--- LISTED ENTRIES Enclosed Below ---

Issue #8724, opened 2023-05-31
Declarative server and cluster configuration


Totktonada:
Tarantool has two main operation modes:

* A script interpreter with a handy set of modules.
* Interactive REPL for debugging pleasure (it is default -- enabled when no command-line parameters are passed).

And, if we add tarantoolctl/tt tooling here:

* Start tarantool application as a service (server/instance/daemon).
* Connect to a remote instance with interactive REPL.

The main scenario is to start a service. And we want to support it natively.

A service usually has a declarative configuration: ini file, json or yaml config file.

Since Tarantool 1.6 our configuration way is to find APIs you need and write a script to:

* configure log and pid files
* configure data directories
* setup a database schema
* setup users/passwords/privileges
* bind binary protocol and console sockets
* configure the application
* ...

This approach is complicated for a user, increases amount of a boilerplace code, requires more guides how to cook it in the right way.

Tarantool 3.0 is 1.5\*2.0 -- all the new features plus a declarative configuration.

Most of Tarantool based applications are not a single tarantool process, but a replicaset or a cluster of several replicasets. Sometimes even a set of such clusters.

We should look at the configuration as on a cluster configuration, not configs for individual instances. So, the config will define:

* global options
* per-group (cluster) options
* per-replicaset options
* per-instance options
* group/replicaset/instance topology

What is supposed to be changed in Tarantool 3.0.

* The new 'start as a service' mode, which is enabled with the `--name` (instance name) and `--config` (configuration file) options.
* The new default mode: show available startup modes. `tarantool -i` still provides REPL.
* The new built-in `config` module to acquire and reload the configuration.

```[tasklist]
* [ ] https://github.com/tarantool/tarantool/issues/8613
* [ ] https://github.com/tarantool/tarantool/issues/8725
* [ ] https://github.com/tarantool/tarantool/issues/8778
* [ ] https://github.com/tarantool/tarantool/issues/8789
* [ ] https://github.com/tarantool/tarantool/issues/8810
```

Totktonada:
All the subtasks are finished.

PR #8726, opened 2023-06-01
config: add schema-aware data processing module

### LINKED ISSUE #8725: config: schema-aware hierarchical data processing
See #8724 for the umbrella task description.

The new configuration format is hierarchical. It allows to keep related options together and make the configuration simpler to read.

The configuration data format is defined by a schema, at least for validation purposes. And, when we have a schema, it is convenient to define several other data manipulation functions as schema methods.

The API is briefly described below.

<details>
<summary>API</summary>

Schema node constructors:

* Define a scalar.

  ```lua
  schema.scalar({
      type = 'string', -- number, integer, boolean
      <..annotations..>
  })
  ```
* Define a record (an object with certain field names and field value types).

  ```lia
  schema.record({
      foo = <schema node>,
  }, {
      <..annotations..>
  })
  ```
* Define a map (an object with arbitrary key names, but strict about keys and values types).

  ```lua
  schema.map({
      key = <schema node>,
      value = <schema node>,
      <..annotations..>
  })
  ```
* Define an array.

  ```lua
  schema.array({
    items = <..schema node..>,
    <..annotations..>
  ```

A several supplementary schema node constructors may be defined, for example `schema.enum()` and `schema.set()`.

* ```lua
  -- Accepts 'foo', 'bar' or 'baz'.
  schema.enum({
    'foo',
    'bar',
    'baz',
  }, {
      <..annotations..>
  })
  ```
* ```lua
  -- Accepts ['foo'], ['foo', 'bar'] and so on.
  schema.set({
    'foo',
    'bar',
    'baz',
  }, {
      <..annotations..>
  })
  ```
* (I also have `schema.union_of_records()` in a PoC, but I hope I'll replace it with a more general `schema.union()` schema node type.)

The schema object constructor wraps a schema node and adds schema name and user-provided methods.

```lua
schema.new('myschema', <schema node>)
```

The schema object has the following methods:

* Traversing the schema.

  ```lua
  <schema object>:pairs() -> luafun iterator
  ```

* Validate data against the schema.

  ```lua
  <schema object>:validate(data)
  ```
* Filter data based on the schema annotations.

  ```lua
  <schema object>:filter(data, f) -> luafun iterator
  ```
* Map data based on the schema annotations.

  ```lua
  <schema object>:map(data, f, f_ctx) -> new_data
  ```
* Apply default values.

  ```lua
  <schema object>:apply_default(data) -> new_data
  ```
* Get/set a nested value.

  ```lua
  <schema object>:get(data, path)
  <schema object>:set(data, path, value)
  ```
* Merge two values.

  ```lua
  <schema object>:merge(a, b)
  ```

The following annotations are interpreted by the module itself:

* type (string)
* validate (function)
* allowed_values (table)
* default (any)
* apply_default_if (function)

Other annotations are ignored by the module and may be used for arbitrary purposes.

It looks logical to have parsing of data from environment variables here too. Convert `MAYVAR=3301` to a Lua number, parse `TT_REPLICATION_PEERS=localhost:3301,localhost:3302,localhost:3303` to an array and so on.

```lua
schema.fromenv('MYVAR', os.getenv('MYVAR'), <schema>)
```
</details>

This module is planned as utilitary code for config purposes, at least within this task. No new public APIs will be added.

Part of #8724

Totktonada:
The module offers a schema definition format and provides a bunch of functions to validate and manipulate hierarchical data.

See the API description in #8725.

The module is part of the new declarative configuration initiative, see #8724.

This pull request doesn't add any public API: the module is for internal use and its API can be changed later.

Fixes #8725

### DIFF
--- a/src/box/lua/config/utils/schema.lua
+++ b/src/box/lua/config/utils/schema.lua
@@ -342,6 +342,23 @@ end
 
 -- }}} Schema node constructors: scalar, record, map, array
 
+-- {{{ Derived schema node type constructors: enum
+
+-- Shortcut for a string scalar with given allowed values.
+local function enum(allowed_values, annotations)
+    local scalar_def = {
+        type = 'string',
+        allowed_values = allowed_values,
+    }
+    for k, v in pairs(annotations or {}) do
+        assert(k ~= 'type' and k ~= 'allowed_values')
+        scalar_def[k] = v
+    end
+    return scalar(scalar_def)
+end
+
+-- }}} Derived schema node type constructors: enum
+
 -- {{{ <schema object>:validate()
 
 -- Verify that the given table adheres array requirements.
@@ -1550,6 +1567,13 @@ return {
     record = record,
     map = map,
     array = array,
+
+    -- Constructors for 'derived types'.
+    --
+    -- It produces a scalar, record, map or array, but annotates
+    -- it in some specific way to, say, impose extra constraint
+    -- rules at validation.
+    enum = enum,
 
     -- Schema object constructor.
     new = new,
--- a/src/box/lua/config/utils/schema.lua
+++ b/src/box/lua/config/utils/schema.lua
@@ -613,6 +613,114 @@ end
 
 -- }}} <schema object>:get()
 
+-- {{{ <schema object>:set()
+
+local function set_usage()
+    error('Usage: schema:set(data: <as defined by the schema>, ' ..
+        'path: string/table, rhs: <as defined by the schema>)', 0)
+end
+
+local function set_impl(schema, data, rhs, ctx)
+    -- The journey is finished. Validate and return the new value.
+    if #ctx.journey == 0 then
+        -- Call validate_impl() directly to don't construct a
+        -- schema object.
+        validate_impl(schema, rhs, ctx)
+        return rhs
+    end
+
+    local requested_field = ctx.journey[1]
+    assert(requested_field ~= nil)
+
+    if is_scalar(schema) then
+        walkthrough_error(ctx, 'Attempt to index a scalar value of type %s ' ..
+            'by field %q', schema.type, requested_field)
+    elseif schema.type == 'record' then
+        walkthrough_enter(ctx, requested_field)
+        local field_def = schema.fields[requested_field]
+        if field_def == nil then
+            walkthrough_error(ctx, 'No such field in the schema')
+        end
+
+        walkthrough_assert_table(ctx, schema, data)
+        local field_value = data[requested_field] or {}
+        table.remove(ctx.journey, 1)
+        data[requested_field] = set_impl(field_def, field_value, rhs, ctx)
+        return data
+    elseif schema.type == 'map' then
+        walkthrough_enter(ctx, requested_field)
+        local field_def = schema.value
+
+        walkthrough_assert_table(ctx, schema, data)
+        local field_value = data[requested_field] or {}
+        table.remove(ctx.journey, 1)
+        data[requested_field] = set_impl(field_def, field_value, rhs, ctx)
+        return data
+    elseif schema.type == 'array' then
+        -- TODO: Support 'foo[1]' and `{'foo', 1}` paths. See the
+        -- normalize_path() function.
+        walkthrough_error(ctx, 'Indexing an array is not supported yet')
+    else
+        assert(false)
+    end
+end
+
+-- Set the given `rhs` value at the given path in the `data`.
+--
+-- Important: `data` is assumed as already validated against the
+-- given schema, but `rhs` is validated by the method before the
+-- assignment.
+--
+-- The function checks the path against the schema: it doesn't
+-- allow to use a non-existing field or index a scalar value.
+--
+-- The path is either array-like table or a string in the dot
+-- notation.
+--
+-- local data = {}
+-- schema:set(data, 'foo.bar', 42)
+-- print(data.foo.bar) -- 42
+--
+-- local data = {}
+-- schema:set(data, {'foo', 'bar'}, 42)
+-- print(data.foo.bar) -- 42
+--
+-- Nuances:
+--
+-- * A root node (pointed by the empty path) can't be set using
+--   this method.
+-- * Array indexing is not supported yet.
+-- * A scalar of the 'any' type can't be indexed, even when it is
+--   a table. It is OK to set the whole value of the 'any'
+--   type.
+function methods.set(self, data, path, rhs)
+    local schema = rawget(self, 'schema')
+
+    -- Detect `data` and `path` misordering for the most common
+    -- scenario: a record schema and a string path.
+    if schema.type == 'record' and type(data) ~= 'table' then
+        return set_usage()
+    end
+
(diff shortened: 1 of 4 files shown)


test/config-luatest/schema_test.lua
```diff
@@ -0,0 +1,271 @@
...
+    -- No args, no key, no value.
+    --
+    -- Ignore error messages. They are just 'assertion failed at
+    -- line X', purely for the schema creator.
+    t.assert_equals((pcall(schema.map)), false)
+    t.assert_equals((pcall(schema.map, {})), false)
+    t.assert_equals((pcall(schema.map, {value = scalar_1})), false)
+    t.assert_equals((pcall(schema.map, {key = scalar_1})), false)
+
+    -- Bad case: 'type' annotatoin is forbidden.
```
igormunkin, line 170: Typo: s/annotatoin/annotation/.

test/config-luatest/schema_test.lua
```diff
@@ -0,0 +1,271 @@
...
+    -- Simple bad cases.
+    --
+    -- No args, no items.
+    --
+    -- Ignore error messages. They are just 'assertion failed at
+    -- line X', purely for the schema creator.
+    t.assert_equals((pcall(schema.array)), false)
+    t.assert_equals((pcall(schema.array, {})), false)
+
+    -- Bad case: 'type' annotatoin is forbidden.
```
igormunkin, line 216: Typo: s/annotatoin/annotation/.

igormunkin (approved):
__[PATCH 1/14] config/schema: add schema and schema nodes ctors__

src/box/lua/config/utils/schema.lua
```diff
@@ -5,33 +5,156 @@ local schema_mt = {}
...
+    validate_noexc = function(data)
+        return validate_type_noexc(data, 'string')
+    end,
 }
 
 scalars.number = {
     type = 'number',
+    validate_noexc = function(data)
+        -- TODO: Should we accept cdata<int64_t> and
+        -- cdata<uint64_t> here?
```
igormunkin, line 174: Side note: I would rather leave this for `integer` validator.

igormunkin (approved):
__[PATCH 2/14] config/schema: add <schema object>:validate()__

igormunkin (approved):
__[PATCH 3/15] config/schema: support allowed_values annotation__

igormunkin (approved):
__[PATCH 4/15] config/schema: support validate annotation__

igormunkin (approved):
__[PATCH 5/14] config/schema: add <schema object>:get()__

src/box/lua/config/utils/schema.lua
```diff
@@ -613,6 +613,112 @@ end
...
+    if schema.type == 'record' and type(data) ~= 'table' then
+        return set_usage()
+    end
+
+    if path ~= nil then
+        path = normalize_path(path, set_usage)
+    end
+
+    if path == nil or next(path) == nil then
+        error('schema:set: empty path', 0)
```
igormunkin, line 848: Does it mean, the root of the schema can't be set via this method? AFAIU, the reason is the way `set_impl` is implemented.

I see this behaviour is tested below, but it would be nice to know the reason.

igormunkin (approved):
__[PATCH 6/14] config/schema: add <schema object>:set()__

src/box/lua/config/utils/schema.lua
```diff
@@ -719,6 +721,146 @@ end
 
 -- }}} <schema object>:set()
 
+-- {{{ <schema object>:filter()
+
+local filter_impl
+filter_impl = function(schema, data, f, ctx)
```
igormunkin, line 865: Minor: Why do you need such a complex definition here, but not for `get_impl`/`set_impl`?

igormunkin (approved):
__[PATCH 7/14] config/schema: add <schema object>:filter()__

igormunkin (approved):
__[PATCH 8/15] config/schema: add <schema object>:filter()__

igormunkin (approved):
__[PATCH 10/15] config/schema: add <schema object>:merge()__

igormunkin (approved):
__[PATCH 11/15] config/schema: add <schema object>:pairs()__

@Totktonada, thanks for the patch! LGTM, but it would be nice to clarify `pairs` semantics.

igormunkin (approved):
__[PATCH 13/15] config/schema: schema.enum()__

igormunkin (approved):
__[PATCH 14/15] config/schema: schema.set()__

igormunkin (approved):
__[PATCH 15/15] config/schema: add string-and-number scalar type__

test/config-luatest/schema_test.lua
Totktonada: Sent https://github.com/tarantool/checkpatch/pull/61

Totktonada: Fixed.

test/config-luatest/schema_test.lua
Totktonada: Fixed.

src/box/lua/config/utils/schema.lua
Totktonada: There are two possible APIs for this method:

```lua
local res = s:set(res, path, rhs)
```

```lua
s:set(res, path, rhs)
```

The former allows to set the root, but requires to remember about the assignment of the result back to `res` if `path` may point to the root. Each of the APIs has its cons and pros.

The latter doesn't allow to set the root. At least, not always -- the root should be an existing table. And not easily -- we should handle this case separately by removing all the fields and set all the new fields.

My choice is the latter API w/o ability to set the root node and the choice was more or less arbitrary. It appears to be good enough for my goals, so I left it implemented this way.

Added a bullet into the 'nuances' section of the method description to make it explicit:

```diff
diff --git a/src/box/lua/config/utils/schema.lua b/src/box/lua/config/utils/schema.lua
index 9b253d49e8..02f5e31aba 100644
--- a/src/box/lua/config/utils/schema.lua
+++ b/src/box/lua/config/utils/schema.lua
@@ -687,6 +687,8 @@ end
 --
 -- Nuances:
 --
+-- * A root node (pointed by the empty path) can't be set using
+--   this method.
 -- * Array indexing is not supported yet.
 -- * A scalar of the 'any' type can't be indexed, even when it is
 --   a table. It is OK to set the whole value of the 'any'
```

I left it without the motivation description, because, in fact, there is no partucular motivation and it should be OK to change it if we'll feel the need.

src/box/lua/config/utils/schema.lua
Totktonada: Thanks for catching it! All the recursive functions were defined this was in my early PoC, then I changed it to just `local function <...>_impl(<...>) <...> end`. But forgot to change this function.

Fixed.

igormunkin (approved):
__[PATCH 9/15] config/schema: add <schema object>:apply_default()__

igormunkin (approved):
__[PATCH 12/15] config/schema: schema.fromenv()__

--- End of Enclosed LISTED ENTRIES ---

PROBLEM DESCRIPTION:
Write out word for word only the lines from the start of the entries down to the line with "What is supposed", please, including both ends.

RESPONSE:
Issue #8724, opened 2023-05-31
Declarative server and cluster configuration


Totktonada:
Tarantool has two main operation modes:

* A script interpreter with a handy set of modules.
* Interactive REPL for debugging pleasure (it is default -- enabled when no command-line parameters are passed).

And, if we add tarantoolctl/tt tooling here:

* Start tarantool application as a service (server/instance/daemon).
* Connect to a remote instance with interactive REPL.

The main scenario is to start a service. And we want to support it natively.

A service usually has a declarative configuration: ini file, json or yaml config file.

Since Tarantool 1.6 our configuration way is to find APIs you need and write a script to:

* configure log and pid files
* configure data directories
* setup a database schema
* setup users/passwords/privileges
* bind binary protocol and console sockets
* configure the application
* ...

This approach is complicated for a user, increases amount of a boilerplace code, requires more guides how to cook it in the right way.

Tarantool 3.0 is 1.5\*2.0 -- all the new features plus a declarative configuration.

Most of Tarantool based applications are not a single tarantool process, but a replicaset or a cluster of several replicasets. Sometimes even a set of such clusters.

We should look at the configuration as on a cluster configuration, not configs for individual instances. So, the config will define:

* global options
* per-group (cluster) options
* per-replicaset options
* per-instance options
* group/replicaset/instance topology

What is supposed to be changed in Tarantool 3.0.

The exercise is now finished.